This is a story rich in historical relevance and in character development. It is centered on Jake Holman, Machinist's Mate 1st Class who is transferred to duty on a U.S. Navy gunboat during the early days of the violent Chinese Revolution in about 1926. He utters the novel's first words, "Hello, ship" as he sizes up the "San Pablo" at its dock. Holman is a very intelligent, industrious sailor who has a love of learning. He knows everything about the steam-powered engines in ships and wants to spend his career deep in the pits of a ship's engine room, where he can be in charge of his own little part of the Navy and not be bothered by the military's love of ceremony and spit-and-polish. This is one reason he is happy to move from the hubub of life in the Navy's large Pacific fleet to the slow life of summer cruises up and down the Yangtze River in a small, slow ship.

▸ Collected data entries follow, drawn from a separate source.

PR #1616, opened 2024-07-19
chainsync safe closeout

dpaiton:
Chainsync uses `calc_close_*` for estimating closeout value, which could fail if the pool is in a situation where positions cannot be closed. We ware working on a general solution for this here: https://github.com/delvtech/hyperdrive-rs/pull/153 

This PR is a temporary solution that approximates the closeout value using spot price.

### DIFF
--- a/src/agent0/chainsync/analysis/calc_position_value.py
+++ b/src/agent0/chainsync/analysis/calc_position_value.py
@@ -48,6 +48,32 @@ class _suppress_stdout_stderr:
             os.close(fd)
 
 
+def calc_scaled_normalized_time_remaining(
+    maturity_time: FixedPoint,
+    latest_checkpoint_time: FixedPoint,
+    position_duration: FixedPoint,
+) -> FixedPoint:
+    """Calculate the scaled and normalized time remaining.
+
+    TODO: This exists in hyperdrive-rs; add it to hyperdrivepy.
+
+    Arguments
+    ---------
+    maturity_time: FixedPoint
+        The maturity time of the position.
+    latest_checkpoint_time: FixedPoint
+        The timestamp for the latest checkpoint.
+    position_duration: FixedPoint
+        The pool config setting for position duration.
+
+    Returns
+    -------
+    FixedPoint
+        The scaled and normalized time remaining.
+    """
+    return (maturity_time - latest_checkpoint_time) / position_duration
+
+
 def calc_single_closeout(
     position: pd.Series,
     interface: HyperdriveReadInterface,
@@ -86,6 +112,7 @@ def calc_single_closeout(
     token_type = position["token_type"]
     maturity = 0
     position_duration = hyperdrive_state.pool_config.position_duration
+    checkpoint_time = hyperdrive_state.checkpoint_time
 
     if token_type in ["LONG", "SHORT"]:
         maturity = int(position["maturity_time"])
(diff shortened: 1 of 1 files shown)


src/agent0/chainsync/analysis/calc_position_value.py
```diff
@@ -98,7 +125,17 @@ def calc_single_closeout(
...
-            logging.info("Chainsync: Exception caught in calculating close long, ignoring: %s", exception)
+            logging.info(
+                "Chainsync: Exception caught in calculating close long: %s\nApproximating with spot price.", exception
+            )
+
+            # TODO: We can use the rust `calculate_market_value_*` functions once
+            # https://github.com/delvtech/hyperdrive-rs/pull/153 is merged.
+            # Long value = users_longs * spot_price * term_remaining
+            normalized_time_remaining = calc_scaled_normalized_time_remaining(
+                maturity, FixedPoint(checkpoint_time), FixedPoint(position_duration)
```
slundqui, line 136: No need to cast to `FixedPoint` here, the interface should already have this as FixedPoint. Removing it will also ensure type safety, just in case `checkpoint_time` and `position_duration` is an int.

src/agent0/chainsync/analysis/calc_position_value.py
```diff
@@ -145,7 +182,19 @@ def calc_single_closeout(
...
-            logging.info("Chainsync: Exception caught in calculating close short, ignoring: %s", exception)
+            logging.info(
+                "Chainsync: Exception caught in calculating close short: %s\nApproximating with spot price.", exception
+            )
+
+            # TODO: We can use the rust `calculate_market_value_*` functions once
+            # https://github.com/delvtech/hyperdrive-rs/pull/153 is merged.
+            # Short value = users_shorts * ( 1 - spot_price ) * term_remaining
+            normalized_time_remaining = calc_scaled_normalized_time_remaining(
+                maturity, FixedPoint(checkpoint_time), FixedPoint(position_duration)
```
slundqui, line 193: Again, no cast to `FixedPoint`

slundqui (approved):

slundqui (approved):
LGTM, but this is assuming the equation itself is correct in estimating PNL.

src/agent0/chainsync/analysis/calc_position_value.py
```diff
@@ -48,6 +48,32 @@ def __exit__(self, *_):
             os.close(fd)
 
 
+def calc_scaled_normalized_time_remaining(
+    maturity_time: FixedPoint,
+    latest_checkpoint_time: FixedPoint,
```
slundqui, line 53: This should be an integer, not fixedpoint

src/agent0/chainsync/analysis/calc_position_value.py
```diff
@@ -48,6 +48,32 @@ def __exit__(self, *_):
...
+    position_duration: FixedPoint,
```
slundqui, line 54: Position duration should also be a int

src/agent0/chainsync/analysis/calc_position_value.py
dpaiton: the interface provides ints 
image

slundqui: Scratch that, both `checkpoint_time` and `position_duration` should be integers, representing epoch time instead of a `FixedPoint` number.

Events conspire to pierce Holman's bubble. He finds that the small command of the "San Pablo", nicknamed the "Sand Pebble" by its crew, is still subject to Navy protocol because its captain, Lt. Collins, is a by-the-book commander who insists on daily morning formations in dress whites; Holman chafes at spending time standing at attention while his engine room demands his attention. Worse, the regular Navy guys have virtually nothing to do except drill at battle stations according to the captain's whim. All of the boat's jobs have been taken over by coolies. They cook the food, cut hair, and swab the decks. Even the engine room is run by Chinese who run the spotless machinery according to learned imitation. Holman is appalled to see sailors living in this extravagance while the important mechanical tasks are run without strict supervision. This is exasperated by the realization that foreign nationals have permanent quarters on a U.S. Navy ship which could expect to find itself in battle with Chinese brigands on the river.

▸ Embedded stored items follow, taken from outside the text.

PR #1622, opened 2024-07-24
add interface functions for calculating market estimates

dpaiton:
- updates interface for latest hyperdrivepy (including some changes to fn signatures)
- adds `calculate_market_value_*` functions

We will want to follow up with a PR that uses these functions in chainsync to compute the unrealized gains.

Richard McKenna writes about a world he is intimately familiar with. He was a top student in high school in Idaho where, as a young man, he kept the local library busy getting new books to keep ahead of his ravenous reading appetite. He joined the Navy to help support his family when the Great Depression cut his college plans short. He served a hitch on a Navy gunboat on the Yangtze Patrol in the 1930's, where he heard many first-hand accounts from old salts who had been on gunboats during the 1920's. He continued reading and taking correspondence courses available to sailors while becoming a machinist mate; he would serve for over twenty years, including World War II and Korea. Entering the University of North Carolina in 1953 at age 40, he excelled as a student while studying literature and science; he graduated Phi Beta Kappa. A short story he wrote, "King's Horsemen", about life on a Yangtze gunboat, became the foundation for "The Sand Pebbles", complete with the author's reverential respect for the workings of ships' engine rooms.

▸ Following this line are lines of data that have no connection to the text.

PR #1631, opened 2024-07-25
Don't use threads in checkpoint bot, and make checkpoint bot use async waits

slundqui:


wakamex (approved):
lgtm I guess we still use async_runner elsewhere

PR #1636, opened 2024-08-01
Wrap getting anvil state dump in a chain config flag, defaulting to False

slundqui:
We don't use anvil state dumps for crash debugging anymore, due to complexities around loading state from a state dump. Additionally, known failures on testnet attempt to get anvil state dump, which pollutes alchemy error loggings.


dpaiton (approved):
please add a test ensuring the dumped state is in the crash report if the bool is set to True so that this code does not decay

PR #1637, opened 2024-08-05
Fuzz fork of testnet

slundqui:
This PR allows us to fuzz all registered pools on sepolia testnet. We fund these accounts through transfers from whales.

TODO
- Allow advancing time, which require implementing accuring interest based on the yield source.
- Allow randomizing variable rate, which require implementing accuring interest based on yield source.

### DIFF
--- a/src/agent0/hyperfuzz/system_fuzz/run_fuzz_bots.py
+++ b/src/agent0/hyperfuzz/system_fuzz/run_fuzz_bots.py
@@ -162,7 +162,7 @@ def run_fuzz_bots(
     ---------
     chain: Chain
         The chain to run the bots on.
-    hyperdrive_pools: Hyperdrive | list[Hyperdrive]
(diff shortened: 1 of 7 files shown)


src/agent0/hyperfuzz/system_fuzz/run_fuzz_bots.py
```diff
@@ -136,7 +136,7 @@ def generate_fuzz_hyperdrive_config(rng: Generator, lp_share_price_test: bool, s
 
 def run_fuzz_bots(
     chain: Chain,
-    hyperdrive_pools: Hyperdrive | list[Hyperdrive],
+    hyperdrive_pools: Hyperdrive | Sequence[Hyperdrive],
```
dpaiton, line 139: change docstring too

dpaiton (approved):

PR #1645, opened 2024-08-08
Ethpy interface fixes

slundqui:
- Adds cache to getting read interface from read write interface.
- Adds known (but no special handling) hyperdrive kinds to read write interface.


wakamex (approved):
some day we may want to import the `HyperdriveKind` enum outside of `read_interface.py` in which case defining it separately would be nice, but that day isn't today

Reviewer's note: The historical period covered by "The Sand Pebbles" occurs during the 1925-1927 Chinese Revolution. Unrest had existed in China for several generations against the foreign governments which muscled into China in the nineteenth century to help themselves to the country's wealth while holding their behavior accountable to themselves. These imperialist interests represented Great Britain, France, Germany, Russia and the United States (am I missing anybody?) They operated out of treaty ports where they controlled the trade. Most used river boats, or gunboats, to patrol the major waterways to protect passenger and cargo commerce from warlords and bandits. The U.S. Navy relied heavily on three or four (depending on who you consult) Spanish-built wood vessels seized in the Phillippines during the Spanish-American war. The San Pablo is allegedly modeled after one, the "Villabobos." By the 1920's, these ships were antiques. They were lightly armed, with a single low-caliber deck gun as the sole permanent firepower, augmented by machine guns and other small arms wielded by the crew. Their aging engines were relatively weak, preventing the ships from sailing into the full length of the Yangtze. In the late 20's, after the events of this book, the Navy commissioned six new gunboats which replaced these relics. One of them, the "Luzon", would be the one Richard McKenna served on from 1939 until the beginning of World War II.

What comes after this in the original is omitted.